- Born: May 27, 1927 Niagara Falls, New York
- Died: March 15, 1984 (aged 56)

Academic background
- Education: Niagara University (BS); St. John's University (BS); University of Connecticut (MS, PhD);
- Thesis: 'The Effect of Certain Drugs on Avoidance-Escape and Operant Conditioning' (1959)

Academic work
- Discipline: Pharmacologist

= Vincent DePaul Lynch =

Vincent de Paul Lynch (May 27, 1927 – March 15, 1984) was a pharmacology and toxicology professor at St. John's University from 1958 to 1984. He was appointed Chair of the Department of Pharmacognosy, Pharmacology and Allied Sciences (1961–1973), Chair of Pharmaceutical Sciences (1973–1982), and Chair of the Institutional Review Board (1974–1984). He also served as the director and founder of the school's Bachelor of Science Program in Toxicology (1967–1982), the first program of its kind in the U.S.

==Biography==
Lynch was born in Niagara Falls, New York, to Arthur and Phoebe Lynch. Following his service in World War II, from 1944 to 1945, as a naval pharmacist's mate on the USS Providence (CL-82), he attended Niagara University in Lewiston, New York, and earned Bachelor of Science degrees in biology and chemistry in 1950. He then attended St. John's University in New York City where he earned a Bachelor of Science in pharmacology in 1954. In Connecticut, Vincent went on to earn his master's and PhD in pharmacology at the University of Connecticut in 1956 and 1959, respectively. His dissertation was entitled The Effect of Certain Drugs on Avoidance-Escape and Operant Conditioning. He returned to St. John's in 1958 as an assistant professor.

==Private life==
Vincent married Vivian Tamburrino and moved to Connecticut. The couple had four children: Michael Joseph Lynch, Professor of Criminology at the University of South Florida; Stephen Vincent Lynch; Richard Anthony Lynch (author of nine books on Photoshop and photography, including The Adobe Photoshop Layers Book); and Laurie Anne Lynch. He also lived in Jericho, New York, from 1958 to 1970 and Laurel Hollow, New York, from 1970 to 1984.

==Career==
Lynch was involved in many professional activities. He was the co-founder of the Society of Forensic Toxicologists (SOFT) in 1970, and founded SOFT's Educational Award Committee in 1978. He was an editor of the pharmacy section for the International Congress of Pharmacology in the years 1974 to 1984, co-editor of the Journal of Analytic Toxicology from 1981 to 1983, and a member of the editorial board of Research Communications in Substance Abuse from 1980 to 1984.

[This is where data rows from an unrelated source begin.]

PR #3816, opened 2025-08-29
fix: Ensure toggle button test utils only find toggle buttons

gethinwebster:
### Description

Previously, `findToggleButton` would also find button instances. This fixes that. (And vice-versa: `findButton` now finds no toggle buttons).

Related links, issue #, if available: n/a

### How has this been tested?

<details>
   <summary>Review checklist</summary>

_The following items are to be evaluated by the author(s) and the reviewer(s)._

#### Correctness

- _Changes include appropriate documentation updates._
- _Changes are backward-compatible if not indicated, see [`CONTRIBUTING.md`](https://github.com/cloudscape-design/components/blob/main/CONTRIBUTING.md#public-apis)._
- _Changes do not include unsupported browser features, see [`CONTRIBUTING.md`](https://github.com/cloudscape-design/components/blob/main/CONTRIBUTING.md#browsers-support)._
- _Changes were manually tested for accessibility, see [accessibility guidelines](https://cloudscape.design/foundation/core-principles/accessibility/)._

#### Security

- _If the code handles URLs: all URLs are validated through [the `checkSafeUrl` function](https://github.com/cloudscape-design/components/blob/main/src/internal/utils/check-safe-url.ts)._

#### Testing

- _Changes are covered with new/existing unit tests?_
- _Changes are covered with new/existing integration tests?_
</details>

---

By submitting this pull request, I confirm that you can use, modify, copy, and redistribute this contribution, under the terms of your choice.

PR #3868, opened 2025-09-16
fix: Ensure toggle button test utils only find toggle buttons

gethinwebster:
### Description

Re-run of #3816 with adjusted implementation for better cross-version compatibility

### How has this been tested?

<details>

#### Correctness

#### Security

#### Testing

</details>

---

### DIFF
--- a/pages/button/legacy-button.page.tsx
+++ b/pages/button/legacy-button.page.tsx
@@ -9,6 +9,7 @@ import ScreenshotArea from '../utils/screenshot-area';
 export default function ButtonsScenario() {
   return (
     <article>
+      <h1>Legacy buttons</h1>
       <ScreenshotArea>
         <button className="awsui_button_vjswe_t8nlg_157">Legacy button</button>
         <button className="awsui_button_vjswe_1qz6m_157">Older legacy button</button>


georgylobko (dismissed):

src/test-utils/dom/button/index.ts
```diff
@@ -7,7 +7,8 @@ import buttonTestUtilsStyles from '../../../button/test-classes/styles.selectors
 import spinnerStyles from '../../../spinner/styles.selectors.js';
 
 export default class ButtonWrapper extends ComponentWrapper<HTMLButtonElement> {
-  static rootSelector: string = styles.button;
+  static rootSelector: string = buttonTestUtilsStyles.root;
+  static legacyRootSelector: string = 'awsui_button_vjswe';
```
georgylobko: I would suggest writing a unit test for this scenario - just copy the HTML markup for the legacy selector and verify it still works correctly. Yes, this scenario is _technically_ covered in this repository: https://github.com/cloudscape-design/test-utils/blob/c7200f200913812a551c8286bb4d1dccd5087565/src/core/test/selectors.test.ts#L116

The difference is that this selector skips the last hash part, which is why I still recommend doing it this way

src/test-utils/dom/toggle-button/index.ts
```diff
@@ -4,14 +4,14 @@ import { usesDom } from '@cloudscape-design/test-utils-core/dom';
...
 import ButtonWrapper from '../button';
 
-import buttonStyles from '../../../button/styles.selectors.js';
-import styles from '../../../toggle-button/styles.selectors.js';
+import testStyles from '../../../toggle-button/test-classes/styles.selectors.js';
 
 export default class ToggleButtonWrapper extends ButtonWrapper {
-  static rootSelector: string = buttonStyles.button;
+  static rootSelector: string = testStyles.root;
+  static legacyRootSelector: string = '';
```
just-boris, line 11: Is this empty selector needed?

gethinwebster: yes, because `extends ButtonWrapper`

just-boris: Understood. Great that you handle it, but also important learning to check all descendants when using this property on other wrappers

No more questions from me on this PR, removing myself

src/test-utils/dom/button/index.ts
gethinwebster: good call, turns out what I had didn't actually work! updated

src/button/__integ__/button.test.ts
```diff
@@ -69,3 +69,15 @@ describe('Button Style API', () => {
     })
   );
 });
+
+describe('legacy selectors', () => {
+  test(
+    'finds legacy and new buttons',
```
georgylobko, line 75: [non-blocking] I'd suggest to turn this test and its page to a unit test since it's faster and less resource-intensive than running it in the browser

src/test-utils/dom/button/index.ts
```diff
@@ -7,7 +7,8 @@ import buttonTestUtilsStyles from '../../../button/test-classes/styles.selectors
 import spinnerStyles from '../../../spinner/styles.selectors.js';
 
 export default class ButtonWrapper extends ComponentWrapper<HTMLButtonElement> {
-  static rootSelector: string = styles.button;
+  static rootSelector: string = buttonTestUtilsStyles.root;
+  static legacyRootSelector: string = 'awsui_button_vjswe_t8nlg_157';
```
georgylobko, line 11: [non-blocking just curious] doesn't the hash at the end get regenerated with every build? I checked both the cloudWatch and lambda consoles though, and it looks like they both use this selector for their buttons

gethinwebster: Yes the last hash segment changes regularly. That's why I added the test as an integ test: the `selectors` utils trim these "full" class selectors and turn them into `[class*=...]` instead, so that they are insensitive to the 2nd part of the hash. `dom` utils use the class as-is, as typically the dom test utils aren't used in multi-version environments.

src/button/__integ__/button.test.ts
gethinwebster: see below, unit and integ tests handle selectors a bit differently, so this is deliberate

georgylobko (dismissed):

georgylobko (approved):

Lynch participated in a number of governmental organizations including as the Toxicological Examiner for the New York City Civil Service Commission in the years 1965 to 1984, with New York State's Drug Abuse Control Commission, the New York State Senate Committee on Crime in the years 1970 and 1971 and the New York State Assembly Committee on Health, also in 1970 and 1971. He served on the boards of the Blue Cross Blue Shield of Greater New York, New York State's Joint Legislative Committee on Drug Abuse, the board of directors of Queens Children's Hospital, the New York Metropolitan Transit Authority, Nassau County's Poison Control Center, New York City's Poison Control Center and on the Laboratory Board for the New York City Department of Health.

Between 1970 and 1982 Lynch delivered over 200 public lectures on substance abuse to elementary and high school students, at teacher training seminars and workshops, community organizations, colleges and to hospital staff, drug abuse task forces and many other groups.

In 1971 Lynch performed pharmacological tests on Lieutenant William Calley who was on trial for war crimes related to the My Lai massacre.

==Achievements==
During his short career, Lynch published more than 50 journal articles and book chapters. He was among the first researchers to examine the use of inhalation therapy, which he did in 1960. From 1967 to 1972, Lynch held a grant from the United States Public Health Service which allowed him to establish the first Bachelor of Science program in toxicology in the United States. His research included the study of legal and illegal drug effects and toxicants, especially marijuana and alcohol, therapeutic enzymes and the presence of poisons, myocardial infarction and cardiopulmonary dynamics, and serum cholesterol.